Пьер словно услышал Катю, обхватил сзади руками и прижался к ее теплу. «Завтракать будем?» – пробежало у нее в животе.
– У нас есть круассаны. Сейчас сделаю кофе, – ответил он ей.
– Что сегодня с погодой?
– Питер по всему небу.
– А где погода? – оставила я амура в покое.
– Вышла.
– Когда нет погоды, надо звонить тому, от кого она зависит.
– Думаешь, стоит его беспокоить по пустякам? – так и не понял, на что намекала Катя.
– Тогда в Лувр? Хочу сегодня в Лувр, – ловко исправила она вопрос на каприз, – но сначала в душ, – повернулась и поцеловала Пьера в нос. Погода сегодня капризна, но я была капризнее ее, потому что имела того, кто их исполнит. В своих размышлениях я пошла дальше ванны, предвидя вопросы в будущем:
– Почему ты за него не вышла?
– Не знаю, чего-то в нем не хватало, океана, что ли. Сколько бы я ни капризничала, желания сбывались.
* * *
У Пьера были свои мечты с видом на кухню:
Я включаю электрический чайник, смотрю в окно, погода, как жена, с утра капризна, вскоре выходит свежая из душа, не хватает нескольких цветов, чтобы поднять ей настроение, обнимаю, вдыхаю шею и целую:
– Чай или кофе?
– К морю.
– Моря сегодня нет. Океан устроит? Поедем к матери, она обрадуется.
– С удовольствием. Я уже соскучилась по ней.
В воздухе запахло молотыми зернами. Пьер высыпал размельченный кофе в турку, налил воды и поставил на огонь. «Жизнь проходила, а я не замечал, или делал вид, что не замечаю. У нее, как и у женщины, привлекательность во многом зависела от походки».
Скоро появилась Катя:
– Сегодня день матери, – села она за стол, положила руки и сверху голову. Голова не выспалась и хотела полежать еще.
– Да, откуда ты знаешь?
– В новостях прочла. Ты давно маме своей звонил?
– Вчера только разговаривали.
– Звони, пока она тебя не опередила.
Пьер встал из-за стола и собрался выйти.
– Ты куда? – подняла голову Катя.
– Звонить.
– Ну, ты шелковый. Услышал и побежал. «Какой хороший слушатель. Или просто слух идеальный? Все хорошие слушатели, если интересно. Неужели что-то может быть интереснее меня? Ход мысли, как она интересно материализуется в действие. Стоило мне только напомнить. А она уже увлекла его, Пьера, своей походкой, махая бедрами, как крыльями, будто хотела взлететь.
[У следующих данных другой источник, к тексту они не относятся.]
PR #4353, opened 2020-02-19
[Py] Python wheel building support for Windows

tomdol:
This is still under development but in general it works. To build the wheel on Windows run the following sequence in `ngraph/build`:

```
cmake -G"Visual Studio 15 2017 Win64" -DCMAKE_BUILD_TYPE=Release -DNGRAPH_DEX_ONLY=TRUE -DNGRAPH_USE_LEGACY_MKLDNN=FALSE -DNGRAPH_PYTHON_BUILD_ENABLE=TRUE -DNGRAPH_ONNX_IMPORT_ENABLE=TRUE -DCMAKE_INSTALL_PREFIX="C:\temp_install_dir" ..
cmake --build . --config Release -j 8 --target install
cmake --build . --config Release -j 8 --target python_wheel
```

The `install` target has to be executed separately - any other target (`python_wheel` in particular) can't depend on it.

Any suggestions welcome.


python/CMakeLists.txt
```diff
@@ -30,19 +30,33 @@ ExternalProject_Add(
...
-configure_file(${BUILD_SH_IN} ${BUILD_SH} @ONLY)
-
-add_custom_command(
-        OUTPUT ${CMAKE_CURRENT_BINARY_DIR}/dist/
-        POST_BUILD
-        WORKING_DIR ${CMAKE_CURRENT_BINARY_DIR}
-        COMMAND ${CMAKE_BUILD_TOOL} -C ../ DESTDIR=python/_install install && bash build_wheel.sh
-)
+if (WIN32)
+        set(BUILD_PY_IN "${CMAKE_CURRENT_SOURCE_DIR}/build_wheel.py.in")
```
ilyachur: Why do you want to use python script only for Windows? Looks like it can be used for other platforms too.

tomdol: There's an offline discussion about changes in the wheel files layout. Unification and switching to python build script for all systems could be included in that activity.

python/setup.py
```diff
@@ -142,6 +148,8 @@ def cpp_flag(compiler):
     """Check and return the -std=c++11 compiler flag."""
     if has_flag(compiler, '-std=c++11'):
         return '-std=c++11'
+    elif sys.platform == 'win32':
```
arogowie-intel: If MSVC has '-std=c++11' flag then control logic would never enter into this branch.

python/setup.py
```diff
@@ -371,14 +381,33 @@ def _add_extra_compile_arg(self, flag, compile_args):
...
+    def _add_win_compiler_flags(self, ext):
+        self._add_extra_compile_arg('/GL', ext.extra_compile_args)  # Whole Program Optimization
+        self._add_extra_compile_arg('/analyze', ext.extra_compile_args)
+
+    def _add_unix_compiler_flags(self, ext):
+        if not self._add_extra_compile_arg('-fstack-protector-strong', ext.extra_compile_args):
+            self._add_extra_compile_arg('-fstack-protector', ext.extra_compile_args)
+
+        self._add_extra_compile_arg('-fvisibility=hidden', ext.extra_compile_args)
+        self._add_extra_compile_arg('-flto', ext.extra_compile_args)
```
arogowie-intel: It would be great if you would find equivalent flag to `-flto` (aka _link time optimizations_) on MSVC. I remember that the overall whl size was reduced about 30-40% just by using this flag.

python/setup.py
tomdol: Yep, good catch. I already have it fixed, just haven't pushed it yet.

python/setup.py
tomdol: I've found `/GL` which is whole program optimization. I don't know the difference in sizes of the package with or without this flag though.

python/BUILDING.md
```diff
@@ -16,13 +16,50 @@ important differences:
...
+      -DCMAKE_INSTALL_PREFIX="C:\temporary_install_dir"
+      -DNGRAPH_DEX_ONLY=TRUE
+      -DNGRAPH_PYTHON_BUILD_ENABLE=TRUE
+      -DNGRAPH_ONNX_IMPORT_ENABLE=TRUE
+      -DCMAKE_CXX_COMPILER=C:\Program Files (x86)\Microsoft Visual Studio\2017\Professional\VC\Tools\MSVC\14.16.27023\bin\Hostx64\x64
+~~~~
+There are a couple of things to notice here. One is that the full path to the x64 version of
+MSVC compiler has to be specified. This is because DNNL requires a 64-bit version and cmake might
+not detect it correctly by itself.
+On Windows only the DEX mode is supported - hence the `NGRAPH_DEX_ONLY` flag.
```
indie: Only the DEX mode is supported on Windows systems, hence the `NGRAPH_DEX_ONLY` flag.

python/BUILDING.md
```diff
@@ -16,13 +16,50 @@ important differences:
...
+The last but equally important thing is that you should specify a temporary directory where the
```
indie: The other equally important thing to note is that the temporary directory where the build is to be installed can be specified.  This examples uses `C:\temporary_install_dir`,

python/BUILDING.md
```diff
@@ -16,13 +16,50 @@ important differences:
...
+build of ngraph will be installed. In this example it's `C:\temporary_install_dir` but you can pass
+a subdirectory of `ngraph\build` as well. The final python will will contain the contents of this
```
indie: a subdirectory of `ngraph\build`works as well.

indie: > The final python will will contain the contents ...

This needs rewritten

python/BUILDING.md
```diff
@@ -16,13 +16,49 @@ important differences:
...
 
     $ ls python/dist/
-    ngraph-core-0.21.0rc0.tar.gz  
-    ngraph_core-0.21.0rc0-cp37-cp37m-linux_x86_64.whl  
+    ngraph-core-0.21.0rc0.tar.gz
+    ngraph_core-0.21.0rc0-cp37-cp37m-linux_x86_64.whl
+
+## Building nGraph Python Wheels on Windows
+
+It's now possible to build the python wheel on Windows too. The build process consists of 3 steps:
```
postrational: > It's now possible to build the python wheel on Windows too.

This sentence is not future proof. Let's not make the docs sound as news.
I would recommend removing the sentence.

python/BUILDING.md
```diff
@@ -16,13 +16,49 @@ important differences:
...
+      -DCMAKE_BUILD_TYPE=Release
+      -DCMAKE_INSTALL_PREFIX="C:\temporary_install_dir"
+      -DNGRAPH_DEX_ONLY=TRUE
+      -DNGRAPH_PYTHON_BUILD_ENABLE=TRUE
+      -DNGRAPH_ONNX_IMPORT_ENABLE=TRUE
+      -DCMAKE_CXX_COMPILER=C:\Program Files (x86)\Microsoft Visual Studio\2017\Professional\VC\Tools\MSVC\14.16.27023\bin\Hostx64\x64
+~~~~
+There are a couple of things to notice here. One is that the full path to the x64 version of
+MSVC compiler has to be specified. This is because DNNL requires a 64-bit version and cmake might
+not detect it correctly by itself.
```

Какой же он падкий».
– Ну, я могу и потом позвонить.
– Да ладно уж, иди, раз сорвался, – улыбнулась Катя. Улыбка означала, что она окончательно проснулась и готова была принять кофе, ванну, китайскую делегацию, чтобы провести им экскурсию по музею современного искусства.
– Не, давай сначала кофе. Я готовил его по особому рецепту. Ты чему улыбаешься?
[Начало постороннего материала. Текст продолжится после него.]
PR #4358, opened 2020-02-19
Improve Provenance tests

postrational:
Includes:

* Disable adding ONNX Provenance tags if Provenance globally disabled


src/ngraph/frontend/onnx_import/core/graph.cpp
```diff
@@ -106,7 +107,11 @@ namespace ngraph
 
                     // For each initializer, create a Constant node and store in cache
                     auto ng_constant = tensor.get_ng_constant();
-                    add_provenance_tag_to_initializer(tensor, ng_constant);
+                    // Add provenance information
+                    if (ngraph::get_provenance_enabled())
```
diyessi: Would it make sense to put the `ngraph::get_provenance_enabled` test in `add_provenance_tag_to_initializer`?

postrational: I actually had it like that initially: https://github.com/NervanaSystems/ngraph/blob/b61eca356b0e90162fa9453b58df002183a2d9cb/src/ngraph/frontend/onnx_import/core/graph.cpp#L211-L214

Then changed it in this commit https://github.com/NervanaSystems/ngraph/pull/4358/commits/6ca4856a4ac97f153ed5102e273942a8c093a412

The idea was to be more explicit in the calling code, but I can change it back.

PR #4362, opened 2020-02-19
[MLIR] Add a flag to control ngraph dialect fusion pass.

ayzhuang:
NgDialectFusedOpsPass is disabled by default. Use "-ngraph-kernel-lib-fusion" to enable it.


src/contrib/mlir/core/compiler.cpp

– Походке мысли. А в твоем случае пробежке. Ладно, наливай.
– Хорошо, – налил ей с радостью Пьер. И стал ждать, когда она сделает первый глоток.
– Хороший кофе, но чего-то не хватает.
– Молока или сахара?
– Лета.
Катя вспомнила прошлое лето, она еще раз пригубила кофе, но вкус его не почувствовала и не слышала, что говорил Пьер, чувства ее выключились из эфира. Она пыталась вспомнить, где провела прошлое лето и с кем. Ничего такого интересного не вспоминалось. Группы иностранцев, бесконечные музеи, парки, переводчики. Это можно было назвать летом только номинально. Снова посмотрела на Пьера. У того на лбу выступила роса. Кажется, он говорил о том, что надо много работать. Странно было слышать такое от человека, который жил на наследство, оставленное ему отцом, в квартире, оставленной тем же отцом. Хороший папа, ничего не скажешь. Сам Пьер, возглавив после смерти отца его небольшую строительную компанию, полностью положился на управляющего и, как казалось Кате, только создавал видимость большой, ежедневной работы. Теннис – вот что его занимало с головой. Будто в голове его был разбит грунтовый корт, и там постоянно шла упорная борьба, а сам Пьер – судья на вышке, он монотонно объявлял счет после каждого розыгрыша мяча. В конце концов, какая-то из мыслей побеждала. Они жали друг другу руки, одна быстро покидала площадку, другая оставалась насладиться победой на полную: цветы, аплодисменты, автографы.